As an engineer, the current state of LLMs is just uninteresting. They basically made a magical box that may or may not do what you want if you manage to convince it to, and fair chance it'll spout out bullshit. This is like the opposite of engineering.
In my opinion, they're extremely interesting... for about a week. After that, you realise the limitations and good-old-fashioned algorithms and software that has some semblance of reliability start to look quite attractive.
> Look at the comments, even in this thread, defending Sam. I thought this could be dealt with by the courts. But it clearly needs stronger medicine; there is simply too much hubris.
The courts are a lagging indicator.
This is the entire "move fast break things" play, it's legislative arbitrage. If you can successfully ignore the laws, build good will in the public, and brand yourself in an appealing way, then the legal system will warp around whatever you've done and help you pull the ladder up behind you.
On the other hand, if you break a bunch of stuff that people actually like and care about, politicians might feel like they need to do something about that. If you burn all your good will such that both political parties agree that you're a problem, that is when the play can go sideways.
> Look at the comments, even in this thread, defending Sam.

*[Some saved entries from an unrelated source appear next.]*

PR #1523, opened 2023-09-04
created figure classes and getInfo function

edgergard:


src/figuresClasses.ts
```diff
@@ -1,19 +1,88 @@
...
+  shape = Shape.Triangle;
+
+  constructor(
+    public color: Color,
+    public side1: number,
+    public side2: number,
+    public side3: number,
+  ) {
+    if (side1 <= 0 || side2 <= 0 || side3 <= 0) {
+      throw new Error('Sides value cant be zero or less');
```
KatOlista, line 35: i think you need variable for error message

src/figuresClasses.ts
```diff
@@ -1,19 +1,88 @@
...
+    public color: Color,
+    public radius: number,
+  ) {
+    if (radius <= 0) {
+      throw new Error('Circle radius value cant be zero or less');
+    }
+  }
 
+  getArea(): number {
+    return Math.floor(Math.PI * (this.radius ** 2) * 100) / 100;
```
KatOlista, line 64: will be better take out Math.floor in separate function. You repeat yourself

KatOlista (approved):
Good job! Read my comments, you can improve your code

src/figuresClasses.ts
```diff
@@ -1,19 +1,97 @@
...
+  const s: number = (a + b + c) / 2;
+
+  return roundNumber(Math.sqrt(s * (s - a) * (s - b) * (s - c)));
 }
 
-export class Triangle {
+const error = {
+  valueError: 'Value cant be zero or less',
+  triangleError: 'Side value cant be more than sum of two other sides',
+};
```
roman-mirzoian, line 14:
```suggestion
const ERROR_MESSAGES = {
  valueError: 'Side value cant be zero or less.',
  triangleError: 'Side value cant be more than sum of two other sides.',
};
```

roman-mirzoian (approved):
Well done, but pay attention to the comment.

PR #1525, opened 2023-09-04
created figures classes and methods

OlhaMomot:


src/figuresClasses.ts
```diff
@@ -1,19 +1,78 @@
...
 
+  getArea(): number;
 }
 
-export class Triangle {
+export class Triangle implements Figure {
+  shape: 'triangle' = 'triangle';
 
+  constructor(
+    public color: 'red' | 'green' | 'blue',
```
rostyslav48, line 12: You are using this type more than once, so it is better to create a separate type for it
example:
`type FigureColor = 'red' | 'green' | 'blue';`

rostyslav48 (approved):
Good job, but please replace repeated types with 1 type)

src/figuresClasses.ts
```diff
@@ -1,19 +1,78 @@
 export interface Figure {
+  shape: 'triangle' | 'circle' | 'rectangle';
+  color: 'red' | 'green' | 'blue';
```
Moroz-Dmytro, line 4: Create `enum` for `shape` and `color`

src/figuresClasses.ts
```diff
@@ -1,19 +1,78 @@
...
+
+    const longestSide = Math.max(a, b, c);
+
+    if ((a + b + c) - longestSide <= longestSide) {
+      throw new Error('These sides can not be used to form a triangle');
+    }
+  }
+
+  getArea(): number {
+    const s = 0.5 * (this.a + this.b + this.c);
```
Moroz-Dmytro, line 29: Don't use such short names with only 1 letter

Moroz-Dmytro: Also, `0.5 * (this.a + this.b + this.c)` === `(this.a + this.b + this.c) / 2`

src/figuresClasses.ts
```diff
@@ -1,19 +1,78 @@
...
+  ) {
+    if (this.radius <= 0) {
+      throw new Error('Number can not be less than 0');
+    }
+  }
+
+  getArea(): number {
+    const area = Math.PI * (this.radius ** 2);
+
+    return Number(Math.floor(area * 100) / 100);
```
Moroz-Dmytro, line 52: Create function for this `Math.floor(... * 100) / 100)`
Also, you don't need to use `Number` here

src/figuresClasses.ts
```diff
@@ -1,19 +1,78 @@
...
+      throw new Error('These sides can not be used to form a triangle');
+    }
+  }
+
+  getArea(): number {
+    const s = 0.5 * (this.a + this.b + this.c);
+
+    return +(Math.sqrt(
+      s * (s - this.a) * (s - this.b) * (s - this.c),
+    )).toFixed(2);
```
Moroz-Dmytro, line 33: You can reuse here function that you will create, instead of using `toFixed`(check my other comments)

src/figuresClasses.ts
```diff
@@ -1,19 +1,78 @@
...
+  getArea(): number {
+    return this.width * this.height;
+  }
 }
 
-export function getInfo(figure) {
+export function getInfo(figure: Figure): string {
+  const area = figure.getArea();
 
+  return `A ${figure.color} ${figure.shape} - ${area}`;
```
Moroz-Dmytro, line 77: Destructuring

Moroz-Dmytro (changes requested):
Good progress 👍 
CHeck some comments below

src/figuresClasses.ts
OlhaMomot: Can't do that, as I use it to call 'getArea' method on a previous line. Or I just didn't get it)

src/figuresClasses.ts
Moroz-Dmytro: My comment was only to variable `s` 🙃

src/figuresClasses.ts
Moroz-Dmytro: You can do like this
`const { color, shape } = figure;`

src/figuresClasses.ts
```diff
@@ -1,19 +1,101 @@
...
+  triangle = 'triangle',
+  circle = 'circle',
+  rectangle = 'rectangle'
+}
+
+export enum Color {
+  red = 'red',
+  green = 'green',
+  blue = 'blue'
+}
```
Moroz-Dmytro, line 11:
```suggestion
export enum Shape {
  Triangle = 'triangle',
  Circle = 'circle',
  Rectangle = 'rectangle'
}

export enum Color {
  Red = 'red',
  Green = 'green',
  Blue = 'blue'
}
```

src/figuresClasses.ts
```diff
@@ -1,19 +1,101 @@
...
+
 export interface Figure {
+  shape: Shape;
+  color: Color;
 
+  getArea(): number;
 }
 
-export class Triangle {
+function getValidArea(area: number): number {
```
Moroz-Dmytro, line 20: Better to name it like round...

Moroz-Dmytro (approved):

PR #1528, opened 2023-09-04
add figure classes

rostyslav48:


src/figuresClasses.ts
```diff
@@ -1,19 +1,83 @@
...
+  ) {
+    if (radius < 0) {
+      throw new Error('You have entered incorrect data');
+    }
+  }
+
+  getArea(): number {
+    const area = Math.PI * (this.radius * this.radius);
+
+    return Math.floor(area * 100) / 100;
```
Oleh0293, line 55: You repeat this several times. What's the problem with putting it in a separate function?

Oleh0293 (approved):

src/figuresClasses.ts
```diff
@@ -1,19 +1,83 @@
-export interface Figure {
+type FigureShape = 'triangle' | 'circle' | 'rectangle';
+type FigureColor = 'red' | 'green' | 'blue';
```
Moroz-Dmytro, line 2: Better to use `enum` here
You will be able to write `shape: FigureShape = FigureShape.triangle;` instead of `shape: FigureShape = 'triangle';`
You will avoid using "magic values"

src/figuresClasses.ts
```diff
@@ -1,19 +1,83 @@
...
+  shape: FigureShape = 'triangle';
+
+  constructor(
+    public color: FigureColor,
+    public a: number,
+    public b: number,
+    public c: number,
+  ) {
+    if (a * b * c <= 0) {
+      throw new Error('You have entered incorrect data');
```
Moroz-Dmytro, line 21: Give more descriptive error messages. Why data is incorrect -> because user entered negative numbers

src/figuresClasses.ts
```diff
@@ -1,19 +1,83 @@
...
+    }
+
+    if (a + b <= c || b + c <= a || a + c <= b) {
+      throw new Error(`sides ${a} ${b} ${c} can't form a triangle`);
+    }
+  }
+
+  getArea(): number {
+    const sp = (this.a + this.b + this.c) / 2;
```
Moroz-Dmytro, line 30: Don't use such short names

src/figuresClasses.ts
```diff
@@ -1,19 +1,83 @@
...
+    public color: FigureColor,
+    public radius: number,
+  ) {
+    if (radius < 0) {
+      throw new Error('You have entered incorrect data');
+    }
+  }
+
+  getArea(): number {
+    const area = Math.PI * (this.radius * this.radius);
```
Moroz-Dmytro, line 53:
```suggestion
    const area = Math.PI * (this.radius ** 2);
```

src/figuresClasses.ts
Moroz-Dmytro: Good point 👍 
Create function for this `Math.floor(... * 100) / 100;`

src/figuresClasses.ts
```diff
@@ -1,19 +1,83 @@
...
-export class Circle {
+export class Circle implements Figure {
+  shape: FigureShape = 'circle';
 
+  constructor(
+    public color: FigureColor,
+    public radius: number,
+  ) {
+    if (radius < 0) {
+      throw new Error('You have entered incorrect data');
```
Moroz-Dmytro, line 48: Give more descriptive error message
P.S. Also, would be a good idea to create variables for all error messages, some of them can be reused

Moroz-Dmytro (changes requested):

src/figuresClasses.ts
```diff
@@ -1,19 +1,100 @@
...
+  Rectangle = 'rectangle',
+}
+enum FigureColor {
+  Red = 'red',
+  Green = 'green',
+  Blue = 'blue',
+}
+type AreaCallback = () => number;
 
+function roundDownToHundreds(number: number): number {
```
```suggestion
function roundDownToHundredths(value: number): number {
```

src/figuresClasses.ts
```diff
@@ -1,19 +1,100 @@
...
 
+  getArea(): number {
+    return this.width * this.height;
+  }
 }
 
-export function getInfo(figure) {
+export function getInfo(figure: Figure): string {
+  const { color, shape } = figure;
+  const area: number = figure.getArea();
```
Moroz-Dmytro, line 97:
```suggestion
  const area = figure.getArea();
```

Moroz-Dmytro (approved):

PR #1531, opened 2023-09-04
Solution

Oleh0293:


src/figuresClasses.ts
```diff
@@ -1,19 +1,101 @@
...
+      throw new Error(ERROR_MESSAGE);
+    }
 
+    if (this.a + this.b <= this.c
+      || this.b + this.c <= this.a
+      || this.c + this.a <= this.b) {
+      throw new Error(
+        `sides ${this.a}, ${this.b} and ${this.c} can't form a triangle`,
+      );
+    }
```
BudnikOleksii, line 42: You don't need to point to `this` in this case as you get them from the constructor

src/figuresClasses.ts
```diff
@@ -1,19 +1,101 @@
-export interface Figure {
+const ERROR_MESSAGE = 'Value cannot be <= 0!';
```
BudnikOleksii, line 1: Specify what kind of error message is this variable as it's not general message

src/figuresClasses.ts
```diff
@@ -1,19 +1,101 @@
...
+      || this.b + this.c <= this.a
+      || this.c + this.a <= this.b) {
+      throw new Error(
+        `sides ${this.a}, ${this.b} and ${this.c} can't form a triangle`,
+      );
+    }
+  }
+
+  getArea(): number {
+    const s: number = (this.a + this.b + this.c) / 2;
```
BudnikOleksii, line 46: Avoid one-letter variable names

BudnikOleksii (changes requested):
Good work!
Just a few minor fixes need to be done

src/figuresClasses.ts
```diff
@@ -1,19 +1,101 @@
-export interface Figure {
+const ERROR_MESSAGE: string = 'Value cannot be <= 0!';
```
```suggestion
const ERROR_MESSAGE = 'Value cannot be <= 0!';
```

Moroz-Dmytro: You don't need to set type manually. Also as previous mentor mention, you need to give more descriptive  name to this variable

src/figuresClasses.ts
```diff
@@ -1,19 +1,101 @@
...
+
+function circledNumber(number: number): number {
```
Moroz-Dmytro, line 3: function name should start with a verb

src/figuresClasses.ts
```diff
@@ -1,19 +1,101 @@
...
 
+    return circledNumber(area);
+  }
 }
 
-export function getInfo(figure) {
+export function getInfo(figure: Figure): string {
+  const area = figure.getArea();
 
+  return `A ${figure.color} ${figure.shape} - ${area}`;
```
Moroz-Dmytro, line 100: Use destructuring

Moroz-Dmytro (changes requested):

PR #1532, opened 2023-09-04
add Figure interface and 3 classes - Triangle, Circle and Rectangle

neovendano:


src/figuresClasses.ts
```diff
@@ -1,19 +1,106 @@
...
+
+  color: Color;
+
+  a: number;
+
+  b: number;
+
+  c: number;
+
+  perimeter: number;
```
BudnikOleksii, line 26: Remove unnecessary blank lines

src/figuresClasses.ts
```diff
@@ -1,19 +1,106 @@
...
+
+  constructor(color: Color, a: number, b: number, c: number) {
+    this.shape = 'triangle';
+    this.color = color;
+    this.a = a;
+    this.b = b;
+    this.c = c;
```
BudnikOleksii, line 33: [CODE KNOWLEDGE] - When you declare a constructor parameter with an access modifier TypeScript implicitly creates a property on the class with the same name as the parameter and assigns the parameter value to that property. You don't need to do it manually.
image

BudnikOleksii (changes requested):
Good work 👍 
Let's improve a bit

PR #1540, opened 2023-09-05
Solution

viktoria-roik:


src/figuresClasses.ts
```diff
@@ -1,19 +1,102 @@
...
+    return formattedShapeValues(rectangleArea);
+  }
 }
 
-export function getInfo(figure) {
+export function getInfo(figure: Figure): string {
+  const area = figure.getArea();
 
+  return `A ${figure.color} ${figure.shape} - ${area}`;
 }
```
alexander-ignatow, line 102: Just for the future - it is more convenient to use the destruction (via arguments or via constants)

alexander-ignatow (approved):
Looks good 👍 

See some minor comments below

PR #1695, opened 2023-11-27
Solution

MarcinLigmann:


src/figuresClasses.ts
```diff
@@ -1,19 +1,94 @@
 export interface Figure {
-
+  shape: string;
+  color: string;
+  getArea(): number;
```
kate-prakofyeva, line 4: type Shapes = 'triangle' | 'circle' | 'rectangle';
shape: Shapes;
color: Colors;

if you define enumerations, you won’t have to give types every time in Class, only change a shape type

mbruhler (approved):
Approved

PR #1698, opened 2023-11-27
task by spy

kalkvova:


src/figuresClasses.ts
```diff
@@ -1,19 +1,80 @@
-export interface Figure {
+type Shape = 'triangle' | 'circle' | 'rectangle';
```
maxim2310, line 1: better to use enum here instead union type

maxim2310 (changes requested):

lerastarynets (approved):
You've got this, keep pushing forward!

PR #1699, opened 2023-11-27
solution

RadoslawBielski:


mvjl000 (changes requested):
You need to change the way you round the returned values in order to pass the tests

src/figuresClasses.ts
```diff
@@ -1,19 +1,87 @@
...
 export class Triangle implements Figure {
+  shape: string = 'triangle';
+
+  color: string;
+
+  a: number;
+
+  b: number;
+
+  c: number;
```
JoyCoffeeAddict, line 16: delete the empty spaces between the props

src/figuresClasses.ts
```diff
@@ -1,19 +1,87 @@
 export interface Figure {
-
+  shape: string;
```
JoyCoffeeAddict, line 2: define shape as `type alias` or `enum`
the same for the `color`

src/figuresClasses.ts
```diff
@@ -1,19 +1,87 @@
...
+    this.c = c;
+  }
+
+  getArea(): number {
+    const semiPerimeter = (this.a + this.b + this.c) / 2;
+
+    const area = Math.sqrt(semiPerimeter * (semiPerimeter - this.a)
+     * (semiPerimeter - this.b) * (semiPerimeter - this.c));
+
+    return parseFloat(area.toFixed(2));
```
JoyCoffeeAddict, line 34: rounding here, Miłosz mentioned that.

JoyCoffeeAddict (changes requested):

mbruhler (approved):
Approved

PR #1709, opened 2023-11-29
solution

OstinM:


yefimov77 (approved):
Good Job! 🚀

src/figuresClasses.ts
```diff
@@ -1,19 +1,80 @@
-export interface Figure {
+type Shape = 'triangle' | 'circle' | 'rectangle';
+type Color = 'red' | 'green' | 'blue';
 
+export interface Figure {
+  shape: Shape,
+  color: Color,
+  getArea(): number,
```
olya-shyian, line 7: please correct the syntax, commas should be replaced by semicolons

src/figuresClasses.ts
```diff
@@ -1,19 +1,80 @@
...
 }
 
 export class Triangle implements Figure {
+  shape: Shape;
```
olya-shyian, line 11: instead of writing this.shape = 'triangle' you can indicate which shape is used here :
shape: Shape = 'triangle';

do the same with 'circle' and 'rectangle'

src/figuresClasses.ts
```diff
@@ -1,19 +1,80 @@
...
+    if (a + b <= c || a + c <= b || b + c <= a) {
+      throw new Error(`sides ${a}, ${b} and ${c} can't form a triangle`);
+    }
+
+    this.shape = 'triangle';
+  }
+
+  getArea(): number {
+    const { a, b, c } = this;
+    const p = (a + b + c) / 2;
```
olya-shyian, line 32: what is 'p'? please update the name

src/figuresClasses.ts
```diff
@@ -1,19 +1,80 @@
...
+      = Math.floor(Math.sqrt(p * (p - a) * (p - b) * (p - c)) * 100) / 100;
 
+    return area;
+  }
 }
 
 export class Circle implements Figure {
+  shape: Shape;
 
+  constructor(public color: Color, public radius: number) {
```
olya-shyian, line 43: for better readability move parameters to new lines

src/figuresClasses.ts
```diff
@@ -1,19 +1,80 @@
...
 export class Rectangle implements Figure {
+  shape: Shape;
+
+  constructor(
+    public color: Color,
+    public weidth: number,
+    public height: number,
+  ) {
+    if (weidth < 1 || height < 1) {
+      throw new Error('must be a size');
```
olya-shyian, line 65: this message is not very clear... it would be better to write something like this:
'All side lengths must be more than 0'

Check all your messages, maybe some texts can be improved

olya-shyian (changes requested):
Nice work! let's make some small changes)

PR #1711, opened 2023-11-29
ts_figures_classes

mberezhna:


emilionila (approved):
Well done!

src/figuresClasses.ts
```diff
@@ -1,19 +1,79 @@
...
+    if (a <= 0 || b <= 0 || c <= 0 || a + b <= c || b + c <= a || a + c <= b) {
+      throw new Error('Invalid triangle sides');
+    }
 
+    this.color = color;
+  }
+
+  getArea(): number {
+    const s = (this.a + this.b + this.c) / 2;
+    const area = (Math.sqrt(s * (s - this.a) * (s - this.b) * (s - this.c)))
```
BudnikOleksii, line 30: - Avoid one-letter names for variables.
- you get `this.a` and others twice, you can use destructing to avoid repeating `const { a, b, c } = this;

src/figuresClasses.ts
```diff
@@ -1,19 +1,79 @@
...
+    color: Color,
+    public a: number,
+    public b: number,
+    public c: number,
+  ) {
+    if (a <= 0 || b <= 0 || c <= 0 || a + b <= c || b + c <= a || a + c <= b) {
+      throw new Error('Invalid triangle sides');
+    }
 
+    this.color = color;
```
BudnikOleksii, line 25: Checklist:
- When you declare a constructor parameter with an access modifier TypeScript implicitly creates a property on the class with the same name as the parameter and assigns the parameter value to that property. You don't need to do it manually.
image

BudnikOleksii (changes requested):
Good work 👍 
Left a few comments to improve your solution

BudnikOleksii (approved):
Good work 👍

PR #1714, opened 2023-11-29
done task Figures

Anton-Kuchmasov:


BoblykNazar (approved):
Good job!

src/figuresClasses.ts
```diff
@@ -1,19 +1,75 @@
...
+    readonly color: Color,
+    readonly a: number,
+    readonly b: number,
+    readonly c: number,
+  ) {
+    if (a < 1 || b < 1 || c < 1) {
+      throw new Error('Bad input data!');
+    }
+
+    if (a + b <= c || a + c <= b || b + c <= a) {
```
ArtemTeslenko, line 24: try to avoid such long conditions inside if, you can create variable for it, for example: `isInvalidInput = a<1 || b<1 || c<1` and i think that we should have ability to get number with decimals, therefore `a<=0`, `b<=0`, `c<=0`
`a + b <= c || a + c <= b || b + c <= a` -> here you can get sum of all and subtract a max value, but optional for you, and put condition into variable

src/figuresClasses.ts
```diff
@@ -1,19 +1,75 @@
...
 }
 
 export class Circle implements Figure {
+  readonly shape = 'circle';
+
+  constructor(
+    readonly color: Color,
+    readonly radius: number,
+  ) {
+    if (radius < 0) {
```
ArtemTeslenko, line 45: if radius === 0? use `<=`

src/figuresClasses.ts
```diff
@@ -1,19 +1,75 @@
...
 
 export class Rectangle implements Figure {
+  readonly shape = 'rectangle';
+
+  constructor(
+    readonly color: Color,
+    readonly a: number,
+    readonly b: number,
+  ) {
+    if (a < 1 || b < 1) {
```
ArtemTeslenko, line 63: the same as in triangle, what if a or b will equal to 0.5?

ArtemTeslenko (approved):
Nice 👍 I am approving it, but see comments please)

PR #1718, opened 2023-11-29
add task solution

ViktorAfk:


src/figuresClasses.ts
```diff
@@ -1,19 +1,79 @@
...
+    public b:number,
+    public c:number,
+  ) {
+    this.shape = 'triangle';
+
+    if (this.a <= 0 || this.b <= 0 || this.c <= 0) {
+      throw new Error('You can\'t make a triangle with negative number(s)');
+    }
+
+    if ((this.a + this.b) <= this.c) {
```
ksyvvkaa, line 23: I think any side can be the longest, not only this.c, so you need to check all possiple cases

ksyvvkaa (approved):
Good job! 👍

src/figuresClasses.ts
```diff
@@ -1,19 +1,79 @@
+type Color = 'red' | 'blue' | 'green';
 export interface Figure {
-
+  shape: 'circle'| 'triangle' | 'rectangle';
```
ArtemTeslenko, line 3: you can set type as you did with color

src/figuresClasses.ts
ArtemTeslenko: right remark

src/figuresClasses.ts
```diff
@@ -1,19 +1,79 @@
...
+
+  constructor(
+    public color:Color,
+    public a:number,
+    public b:number,
+    public c:number,
+  ) {
+    this.shape = 'triangle';
+
+    if (this.a <= 0 || this.b <= 0 || this.c <= 0) {
```
ArtemTeslenko, line 19: move such long conditions into variable, it will improve readability

src/figuresClasses.ts
```diff
@@ -1,19 +1,79 @@
...
+    }
+
+    if ((this.a + this.b) <= this.c) {
+      throw new Error(`Sides ${a},
+       ${b} and ${c} can't form a triangle`);
+    }
+  }
+
+  public getArea():number {
+    const p:number = 0.5 * (this.a + this.b + this.c);
```
ArtemTeslenko, line 30: p - is not meaningful: `semiperimeter`, `halfPerimeter` etc.

src/figuresClasses.ts
```diff
@@ -1,19 +1,79 @@
...
+  constructor(public color:Color, public radius:number) {
+    this.shape = 'circle';
+
+    if (this.radius <= 0) {
+      throw new Error(`You can't make a circkle with this radius:${radius}`);
+    }
+  }
+
+  public getArea():number {
+    const pi:number = Math.PI;
```
ArtemTeslenko, line 50: no need to specify type here, ts will understand that it is a number

ArtemTeslenko (changes requested):
Good job 👍 See comments)

BudnikOleksii (approved):
Good work 👍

The comments are overwhelmingly less defending Sam specifically and more pointing out that the voices don't really sound similar enough to definitively conclude theft from a specific person. Having heard a couple samples, I'm inclined to agree with them.
> We, as a community, have been critical of crypto.
"We" as a community have come to no such consensus. Speak for yourself.
Look at the comments, even in this thread, defending Sam. I thought this could be dealt with by the courts. But it clearly needs stronger medicine; there is simply too much hubris. Congress may need to act; let’s start with states’ AGs. (Narrow clarifications on copyright and likeness rights, to start. Prosecution from there. The low-hanging fruit is anyone in Illinois who was enrolled in WorldCoin.)
We, as a community, have been critical of crypto. AI is different—Altman is not. He is a proven liar, and this episode demonstrates the culture he has created at a multibillion-dollar firm that seems destined, in the long run, for—at best—novel conservatorship.
We have a wider problem. It isn’t “alignment.” It’s 19th-century fast-talking fraudsters clothing themselves in the turtlenecks of dead founders.